11. A form dynamic processing device, characterized in that the form dynamic processing device comprises: memory, processor and a table dynamic processing program stored on the memory and executable on the processor, which when executed by the processor implements the steps of the table dynamic processing method according to any one of claims 1 to 10.

12. A computer-readable storage medium, wherein the computer-readable storage medium has stored thereon a table dynamic processing program, and when the table dynamic processing program is executed by a processor, the steps of the table dynamic processing method according to any one of claims 1 to 10 are implemented.

Technical Field

The invention relates to the technical field of financial technology (Fintech), in particular to a form dynamic processing method, equipment and medium.

Background

With the development of computer technology, more and more technologies are applied in the financial field, and the traditional financial industry is gradually changing to financial technology (Fintech), but higher requirements are also put forward on the technologies due to the requirements of the financial industry on safety and real-time performance.

In the case that the excel header is determined and then does not change, most systems choose to use easypoi (Microsoft excel processing Java Class library based on Apache POI) or easypexi (advanced excel processing Class library based on Apache POI of Alababa open source) for processing, but in the case that the excel changes dynamically, because the mechanism of the easypoi or easypexi describes the table structure of one excel through a Class (Class) facing to an object, the header of the excel is abstracted into the Class during encoding, the header of the excel is already decided during encoding, therefore, the excel can be well supported in the case that the excel header is determined and does not change any more, but if the header of the excel is modified or the excel header is dynamic (the change of the structure occurs along with operation) at runtime, most of the product of the Microsoft Office processing Java Class library (POI open source) cannot be used for processing documents by using the Microsoft Office object, however, the use of POI often does not support complex dynamic header processing, and the direct use of API interface provided by POI will greatly increase the complexity of excel operation, and the excel operation through POI is just like the step of simulating manual excel operation by way of computer programming, which is complex and inefficient.

Disclosure of Invention

The invention mainly aims to provide a table dynamic processing method, table dynamic processing equipment and a computer readable storage medium, and aims to solve the technical problem that the existing excel processing mode cannot well support dynamic change of excel.
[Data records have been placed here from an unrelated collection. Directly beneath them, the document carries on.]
PR #330, opened 2019-02-18
Introduction of an optional short field description

### LINKED ISSUE #317: cloud.provider example under Cloud fields
My understanding of cloud.provider should be the name of different cloud providers, like `aws`, `azure` or `gcp`. Under https://github.com/elastic/ecs#cloud, `ec2` is one of the examples for cloud.provider.

webmat:
This PR adds a `short:` description to the YAML format for defining fields. All fields who need a short description for easy display in cramped spaces now have one.

This PR does not address the outputs which would benefit from this new short description. This should be addressed in a separate PR per output. PRs welcome, BTW ;-)

In reviewing all of these field descriptions, some main descriptions were adjusted as well.

A few other concerns have been addressed also:

- Replace incorrect `ec2` example in `cloud.provider` with `aws`.
  - closes #317
- Add pointer in description of `http` field set to `url` field set.
- Split up all field set definitions in multiple paragraphs.

I can extract to their own PR, if needed.

## Questions

- [x] @andrewgoldstein Do you feel like we need a "short" description for "key" descriptions as well? (E.g. [client field set description](https://github.com/elastic/ecs/blob/v1.0.0-beta2/schemas/client.yml#L5-L6))
  - Yes we need it. Obvious when looking at fieldset headings in the asciidoc format. They're part of this PR

### DIFF
--- a/CHANGELOG.md
+++ b/CHANGELOG.md
@@ -14,12 +14,18 @@ All notable changes to this project will be documented in this file based on the
 * Field set name "group" was being used as a leaf field at `user.group`, instead
  of being a nesting of the field set. This goes against a driving principle of ECS,
  and has been corrected. #308
+* Replaced incorrect `ec2` example in `cloud.provider` with `aws`. #330
 
 ### Added
+
+* Added pointer in description of `http` field set to `url` field set. #330
+* Added an optional short field description. #330
 
 ### Improvements
 * Clarified the definition of the host fields #325
 * Specify the `object_type` for field `labels`. #331
+
+* Clarified the definition of the host fields. #325
 
 ### Deprecated
 
--- a/CHANGELOG.md
+++ b/CHANGELOG.md
@@ -25,8 +25,6 @@ All notable changes to this project will be documented in this file based on the
 * Clarified the definition of the host fields #325
 * Specify the `object_type` for field `labels`. #331
 
-* Clarified the definition of the host fields. #325
-
 ### Deprecated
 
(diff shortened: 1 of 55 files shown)


karenzone:
@dedemorton Here's @webmat 's work on toward giving us a shortdesc.

schemas/cloud.yml
```diff
@@ -20,7 +20,7 @@
       type: keyword
       short: Name of the cloud provider.
       description: >
-        Name of the cloud provider. Example values are aws, azure, gce, or
+        Name of the cloud provider. Example values are aws, azure, gcp, or
```
webmat: Good catch

CHANGELOG.md
```diff
@@ -14,11 +14,16 @@ All notable changes to this project will be documented in this file based on the
 * Field set name "group" was being used as a leaf field at `user.group`, instead
  of being a nesting of the field set. This goes against a driving principle of ECS,
  and has been corrected. #308
+* Replaced incorrect `ec2` example in `cloud.provider` with `aws`. #330
```
webmat:
```suggestion
* Replaced incorrect examples in `cloud.provider`. #330
```

schemas/cloud.yml
```diff
@@ -17,8 +18,9 @@
       level: extended
       example: ec2
```
kaiyan-sheng: @webmat Sorry I just saw this PR for some reason... Thanks for making the changes! I just found this `ec2` still in provider example. This probably should be `aws` instead.

webmat: Oh jeez, we fixed the example in the text, but not in the `example` field, haha! Thanks for pointing it out 👍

In order to achieve the above object, the present invention provides a table dynamic processing method, including:

obtaining meta-information of a current excel, and determining whether the current excel is changed or not according to the meta-information of the current excel and a preset class level model;

if the current excel is determined to be changed, determining new meta-information of a dynamic class of the current excel in a target node corresponding to the preset class hierarchical model according to the meta-information of the current excel;

when the sum of the number of all dynamic class versions of each node in the preset class hierarchical model meets a preset condition, generating a new dynamic class of the target node through a first class loader based on new meta-information of the dynamic class in the target node;

and when the sum of the number of all the dynamic class versions of each node in the preset class hierarchical model does not meet a preset condition, creating a second class loader, and generating a new dynamic class of each node in the preset class hierarchical model through the second class loader based on the new meta-information of the dynamic class in the target node and the meta-information of the dynamic class in other nodes except the target node in the preset class hierarchical model.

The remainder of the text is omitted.